### WHAT IS BEING ASKED
Give again, unaltered, the lines of the listing below that run from the line having "call that primitive." through the line having "## Local provenance".

[EXTRACTED INFORMATION — start]

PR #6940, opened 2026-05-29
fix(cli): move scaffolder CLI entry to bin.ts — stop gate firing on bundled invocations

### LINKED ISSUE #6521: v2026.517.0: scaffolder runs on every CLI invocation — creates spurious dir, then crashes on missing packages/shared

[EXTRACTED INFORMATION — finish]
[EXTRACTED INFORMATION — start]

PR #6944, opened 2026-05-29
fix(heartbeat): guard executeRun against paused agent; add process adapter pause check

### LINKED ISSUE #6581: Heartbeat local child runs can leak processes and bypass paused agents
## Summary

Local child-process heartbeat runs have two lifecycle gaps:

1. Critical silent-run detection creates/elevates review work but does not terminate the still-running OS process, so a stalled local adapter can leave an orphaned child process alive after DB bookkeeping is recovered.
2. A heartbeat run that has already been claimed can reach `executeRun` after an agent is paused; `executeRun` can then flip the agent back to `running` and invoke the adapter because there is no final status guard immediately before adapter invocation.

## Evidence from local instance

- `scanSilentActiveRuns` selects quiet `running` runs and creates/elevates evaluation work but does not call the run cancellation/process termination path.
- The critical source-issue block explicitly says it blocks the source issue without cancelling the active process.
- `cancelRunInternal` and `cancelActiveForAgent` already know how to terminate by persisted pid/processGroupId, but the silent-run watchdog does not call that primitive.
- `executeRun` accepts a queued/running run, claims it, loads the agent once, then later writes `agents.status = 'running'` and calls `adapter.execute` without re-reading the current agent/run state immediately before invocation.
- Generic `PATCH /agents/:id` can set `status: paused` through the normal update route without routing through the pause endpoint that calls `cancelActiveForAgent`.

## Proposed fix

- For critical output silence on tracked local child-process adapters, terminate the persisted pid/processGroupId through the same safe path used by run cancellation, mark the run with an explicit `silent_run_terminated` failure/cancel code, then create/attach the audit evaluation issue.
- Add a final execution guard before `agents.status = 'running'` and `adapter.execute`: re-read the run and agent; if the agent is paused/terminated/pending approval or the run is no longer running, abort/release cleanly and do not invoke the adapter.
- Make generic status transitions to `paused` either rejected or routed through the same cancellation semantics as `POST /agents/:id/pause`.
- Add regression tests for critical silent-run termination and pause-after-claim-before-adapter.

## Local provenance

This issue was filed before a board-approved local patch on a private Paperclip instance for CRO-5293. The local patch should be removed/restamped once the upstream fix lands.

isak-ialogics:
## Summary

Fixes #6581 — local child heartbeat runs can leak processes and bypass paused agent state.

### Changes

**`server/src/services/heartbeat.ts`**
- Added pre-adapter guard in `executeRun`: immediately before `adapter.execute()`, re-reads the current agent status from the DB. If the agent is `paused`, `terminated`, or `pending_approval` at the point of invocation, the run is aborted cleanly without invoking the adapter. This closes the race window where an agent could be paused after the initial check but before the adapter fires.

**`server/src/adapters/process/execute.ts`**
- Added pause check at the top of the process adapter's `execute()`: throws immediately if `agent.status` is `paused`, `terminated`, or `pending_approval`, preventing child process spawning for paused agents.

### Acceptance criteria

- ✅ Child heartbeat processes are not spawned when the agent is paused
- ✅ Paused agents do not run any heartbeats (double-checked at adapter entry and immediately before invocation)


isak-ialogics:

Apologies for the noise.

[EXTRACTED INFORMATION — finish]

### RESPONSE BELOW
- `cancelRunInternal` and `cancelActiveForAgent` already know how to terminate by persisted pid/processGroupId, but the silent-run watchdog does not call that primitive.
- `executeRun` accepts a queued/running run, claims it, loads the agent once, then later writes `agents.status = 'running'` and calls `adapter.execute` without re-reading the current agent/run state immediately before invocation.
- Generic `PATCH /agents/:id` can set `status: paused` through the normal update route without routing through the pause endpoint that calls `cancelActiveForAgent`.

## Proposed fix

- For critical output silence on tracked local child-process adapters, terminate the persisted pid/processGroupId through the same safe path used by run cancellation, mark the run with an explicit `silent_run_terminated` failure/cancel code, then create/attach the audit evaluation issue.
- Add a final execution guard before `agents.status = 'running'` and `adapter.execute`: re-read the run and agent; if the agent is paused/terminated/pending approval or the run is no longer running, abort/release cleanly and do not invoke the adapter.
- Make generic status transitions to `paused` either rejected or routed through the same cancellation semantics as `POST /agents/:id/pause`.
- Add regression tests for critical silent-run termination and pause-after-claim-before-adapter.

## Local provenance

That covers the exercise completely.